Tuesday, September 14, 2021

Open Stance, Open Situation

Suppose you were given the command from God to "keep your options open". How should you implement it? In general, the message is meant for the recipient, so your natural understanding of that is a good starting place. But if you want an additional thought to consider, you can look at both the idea of the open situation and that of the open stance.

In the open situation, you ensure that you are capable of acting on multiple options, for instance, option A, option B, and option C. In the open stance, on the other hand, you are in a mental state where you could recognize a fourth, previously-unseen option (option D) if it were to present itself. Some commitments (for instance to option X) do not take you out of the open stance, while others do.
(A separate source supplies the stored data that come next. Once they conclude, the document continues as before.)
PR #489, opened 2023-11-15
Heavy Refactor: Ast.Env

scohen:
The Ast.Env module was accruing a lot of functionality related to detecting the "part of speech" of code at a given point. It was over 600 lines, and its test was approaching 1000.

Additionally, while the tests for context detection did an admirable job for positive cases, their negative cases (ensure that this code is _not_ a given context) were haphadard, inconsistent or missing entirely.

This PR pulls out context detection into separate modules, each with their own test cases. What's more, the test cases now have a large test suite, that generates both positive _and_ negative tests for each module.

It does this by marking each case with a path of what it's testing, and marking the code with ranges where that context should occur. The test case then performs *exhaustive* testing on the code, going token by token and ensuring that the given token is either in or not in the requested context. This PR also adds over 900 automated unit tests to enforce detection is accurate.

The end result is a lot of edge cases were found and fixed in this PR, and some of the code can be further improved with more confidence that the result is correct, and there won't be regressions.


apps/common/lib/lexical/ast/detection/ancestor.ex
zachallaun, line 1: I've been confused by modules like these before (helper modules in a directory that otherwise contains behaviour implementations). Two alternatives that I can think of:

1. Use a `Helpers` suffix for modules like this, so this becomes `*.Detection.AncestorHelpers`
2. If we don't anticipate other, separate helpers, we could put these in `Detection`, define a `__using__`, and import them:

   ```elixir
   defmacro __using__(_) do
     quote do
       @behaviour unquote(__MODULE__)
       import unquote(__MODULE__)
     end
   end
   ```

   and then replace the various instances of `@behaviour Detection` with `use Detection`.

scohen: i think i favor the second approach, agreed with the confusion of the behaviour implementations mixed with helpers.

apps/common/lib/lexical/ast/detection/pipe.ex
```diff
@@ -0,0 +1,38 @@
...
+  alias Lexical.Ast.Tokens
+  alias Lexical.Document
+  alias Lexical.Document.Position
+
+  use Detection
+
+  @impl Detection
+  def detected?(%Document{} = document, %Position{} = position) do
+    # Document.fragment(document, Position.new(document, position.line, 1), position)
+    # |> IO.inspect()
```
scottming, line 12:
```suggestion
```

apps/common/lib/lexical/ast/detection/pipe.ex
```diff
@@ -0,0 +1,38 @@
...
+
+    document
+    |> Tokens.prefix_stream(position)
+    |> Enum.to_list()
+    #    |> IO.inspect()
```
scottming, line 17:
```suggestion
```

apps/common/lib/lexical/ast/detection/struct_reference.ex
```diff
@@ -0,0 +1,43 @@
...
+        starts_with_percent? =
+          document
+          |> Tokens.prefix_stream(position)
+          |> Enum.take(2)
+          |> Enum.any?(fn
+            {:percent, :%, _} -> true
+            _ -> false
+          end)
+
+        starts_with_percent? and possible_dunder_module(possible_module_struct) and
```
scottming, line 32: what is `dunder`?

scottming (changes requested):

apps/common/test/lexical/ast/detection/struct_field_value_test.exs
```diff
@@ -0,0 +1,25 @@
+defmodule Lexical.Ast.Detection.StructFieldValueTest do
+  alias Lexical.Ast.Detection
+
+  use Lexical.Test.DetectionCase,
+    for: Detection.StructFieldValue,
+    assertions: [[:struct_field_value, :*]],
+    skip: [
+      [:struct_fields, :*],
+      [:struct_reference, :*],
+      [:struct_field_key, :*]
```
scottming, line 10: Aren't key and value mutually exclusive? I don't understand why `field_key` is skipped here.

apps/common/lib/lexical/ast/detection/struct_reference.ex
scohen: no, dunder means `double under`, and refers to `__`

apps/common/test/lexical/ast/detection/struct_field_value_test.exs
scohen: because values can appear inside the tests for keys, and the tests will fail because of this. 
Keep in mind, those tests show where keys can appear, and if anything else appears in the test, they will fail.

scohen:
@scottming  please re-review.

apps/common/test/lexical/ast/detection/struct_reference_test.exs
```diff
@@ -0,0 +1,45 @@
...
+
+  test "is detected if the reference is for %__} " do
+    assert_detected ~q[%__]
+  end
+
+  test "is not detected if the reference is for %__MOC in a function definition" do
+    refute_detected ~q[def my_fn(%__MOC)]
+  end
+
+  test "is not detected if module reference doesn't start with %" do
```
scottming, line 38: assertions and description do not match

apps/common/test/lexical/ast/detection/struct_fields_test.exs
```diff
@@ -0,0 +1,32 @@
...
+  test "is true even if the value of a struct key is a tuple" do
+    assert_detected ~q[%User{«favorite_numbers: {3}»}]
+  end
+
+  test "is true even if the cursor is at a nested struct" do
+    assert_detected ~q[%User{«address: %Address{}»]
+  end
+
+  test "is detected if it spans multiple lines" do
+    assert_detected ~q[
```
scottming, line 26: what's the difference between this test and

Trying to secure options for yourself (seeking an open situation) can take you out of the open stance. Being in the open stance can keep you from seeking to secure options for yourself. Maybe there's a way to have both the open stance and the most open situation at once, or maybe you have to balance one form of openness against the other. You might spend time in one place and then the other.

Do you really have options if you are not yourself? If you are not yourself, you have to do something. You may have an impressive choice of things to choose from (A, B, C, and even D), but you are trapped in the position of having those four options and having to choose between them. Whichever one you end up choosing, you have to -- you don't choose it, you are forced into choosing it, because you are absent from your own life. You are coerced by life to choose, and to choose what you choose, so it wasn't really you who chose. You didn't have any options, despite how diligently you acquired the ability to act on A, B, C, or even D.

Being yourself, and being in the open stance, go together, or are the same thing.